### Records to process

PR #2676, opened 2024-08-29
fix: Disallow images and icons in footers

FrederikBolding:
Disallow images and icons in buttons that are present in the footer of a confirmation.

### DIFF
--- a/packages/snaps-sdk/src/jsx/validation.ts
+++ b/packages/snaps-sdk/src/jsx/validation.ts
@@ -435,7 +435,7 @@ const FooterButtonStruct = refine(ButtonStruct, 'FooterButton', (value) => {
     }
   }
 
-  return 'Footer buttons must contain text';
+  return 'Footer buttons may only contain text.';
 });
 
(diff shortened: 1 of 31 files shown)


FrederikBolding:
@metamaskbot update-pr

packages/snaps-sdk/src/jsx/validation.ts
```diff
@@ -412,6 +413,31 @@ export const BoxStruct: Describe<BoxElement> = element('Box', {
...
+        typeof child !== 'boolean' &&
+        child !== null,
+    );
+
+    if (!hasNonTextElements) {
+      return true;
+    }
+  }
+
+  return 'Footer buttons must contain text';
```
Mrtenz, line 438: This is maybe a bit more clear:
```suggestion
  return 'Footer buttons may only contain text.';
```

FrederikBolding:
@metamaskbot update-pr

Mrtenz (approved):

==

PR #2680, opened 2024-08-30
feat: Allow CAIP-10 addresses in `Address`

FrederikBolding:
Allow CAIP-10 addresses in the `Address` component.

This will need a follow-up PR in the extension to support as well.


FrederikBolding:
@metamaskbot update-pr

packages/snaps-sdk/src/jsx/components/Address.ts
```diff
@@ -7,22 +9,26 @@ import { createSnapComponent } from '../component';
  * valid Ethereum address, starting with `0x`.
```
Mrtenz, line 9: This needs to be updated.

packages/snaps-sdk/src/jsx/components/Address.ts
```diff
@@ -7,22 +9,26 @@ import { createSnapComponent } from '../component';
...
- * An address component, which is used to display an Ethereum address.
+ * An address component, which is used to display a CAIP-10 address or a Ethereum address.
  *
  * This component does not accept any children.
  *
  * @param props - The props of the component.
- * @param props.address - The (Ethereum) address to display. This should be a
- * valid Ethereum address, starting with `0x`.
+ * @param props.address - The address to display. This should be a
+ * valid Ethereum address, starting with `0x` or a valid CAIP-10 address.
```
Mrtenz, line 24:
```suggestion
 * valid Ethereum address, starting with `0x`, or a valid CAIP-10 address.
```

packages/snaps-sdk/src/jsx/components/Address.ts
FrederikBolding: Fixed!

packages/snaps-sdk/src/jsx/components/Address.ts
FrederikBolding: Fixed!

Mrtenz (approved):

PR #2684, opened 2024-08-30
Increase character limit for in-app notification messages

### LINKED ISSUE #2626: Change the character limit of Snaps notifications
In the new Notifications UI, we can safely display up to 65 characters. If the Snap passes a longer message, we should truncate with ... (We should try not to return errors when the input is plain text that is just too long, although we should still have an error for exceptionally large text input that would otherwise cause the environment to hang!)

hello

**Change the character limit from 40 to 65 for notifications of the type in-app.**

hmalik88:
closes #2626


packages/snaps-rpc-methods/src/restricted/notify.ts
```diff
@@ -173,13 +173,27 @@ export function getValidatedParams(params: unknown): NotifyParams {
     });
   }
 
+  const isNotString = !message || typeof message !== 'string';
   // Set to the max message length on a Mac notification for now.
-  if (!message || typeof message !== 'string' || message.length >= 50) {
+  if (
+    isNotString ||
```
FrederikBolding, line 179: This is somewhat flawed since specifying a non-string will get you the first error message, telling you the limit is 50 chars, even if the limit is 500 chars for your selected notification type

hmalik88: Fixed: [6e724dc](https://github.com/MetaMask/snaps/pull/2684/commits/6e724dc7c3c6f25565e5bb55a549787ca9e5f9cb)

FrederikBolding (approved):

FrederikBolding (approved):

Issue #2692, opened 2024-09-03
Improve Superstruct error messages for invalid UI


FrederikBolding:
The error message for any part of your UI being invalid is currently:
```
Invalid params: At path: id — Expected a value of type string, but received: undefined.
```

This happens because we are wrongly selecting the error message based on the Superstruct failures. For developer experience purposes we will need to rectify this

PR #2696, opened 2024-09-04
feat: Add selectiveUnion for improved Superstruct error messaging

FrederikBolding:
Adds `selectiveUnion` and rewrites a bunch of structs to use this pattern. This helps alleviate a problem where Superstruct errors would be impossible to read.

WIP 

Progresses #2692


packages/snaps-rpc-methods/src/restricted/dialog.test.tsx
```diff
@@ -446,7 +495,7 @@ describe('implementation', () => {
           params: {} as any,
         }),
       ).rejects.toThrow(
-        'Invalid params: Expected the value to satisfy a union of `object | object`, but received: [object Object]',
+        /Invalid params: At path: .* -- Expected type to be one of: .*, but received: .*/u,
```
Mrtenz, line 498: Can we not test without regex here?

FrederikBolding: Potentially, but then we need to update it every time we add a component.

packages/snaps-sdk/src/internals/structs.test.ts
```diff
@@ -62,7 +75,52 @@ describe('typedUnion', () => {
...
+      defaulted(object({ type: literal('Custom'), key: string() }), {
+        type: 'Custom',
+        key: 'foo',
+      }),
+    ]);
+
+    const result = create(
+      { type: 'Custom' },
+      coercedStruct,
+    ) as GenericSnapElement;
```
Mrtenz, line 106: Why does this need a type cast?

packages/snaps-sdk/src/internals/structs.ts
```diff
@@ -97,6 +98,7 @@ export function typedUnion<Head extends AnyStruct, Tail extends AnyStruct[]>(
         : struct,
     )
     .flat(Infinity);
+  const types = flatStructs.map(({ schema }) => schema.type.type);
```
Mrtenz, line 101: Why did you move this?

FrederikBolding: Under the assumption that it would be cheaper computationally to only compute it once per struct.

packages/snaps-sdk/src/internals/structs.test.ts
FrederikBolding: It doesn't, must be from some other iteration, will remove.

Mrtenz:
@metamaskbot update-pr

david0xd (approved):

### Requirement
Read the entries and select each line where the word "Disallow" is found.

### Solution for this task
fix: Disallow images and icons in footers
Disallow images and icons in buttons that are present in the footer of a confirmation.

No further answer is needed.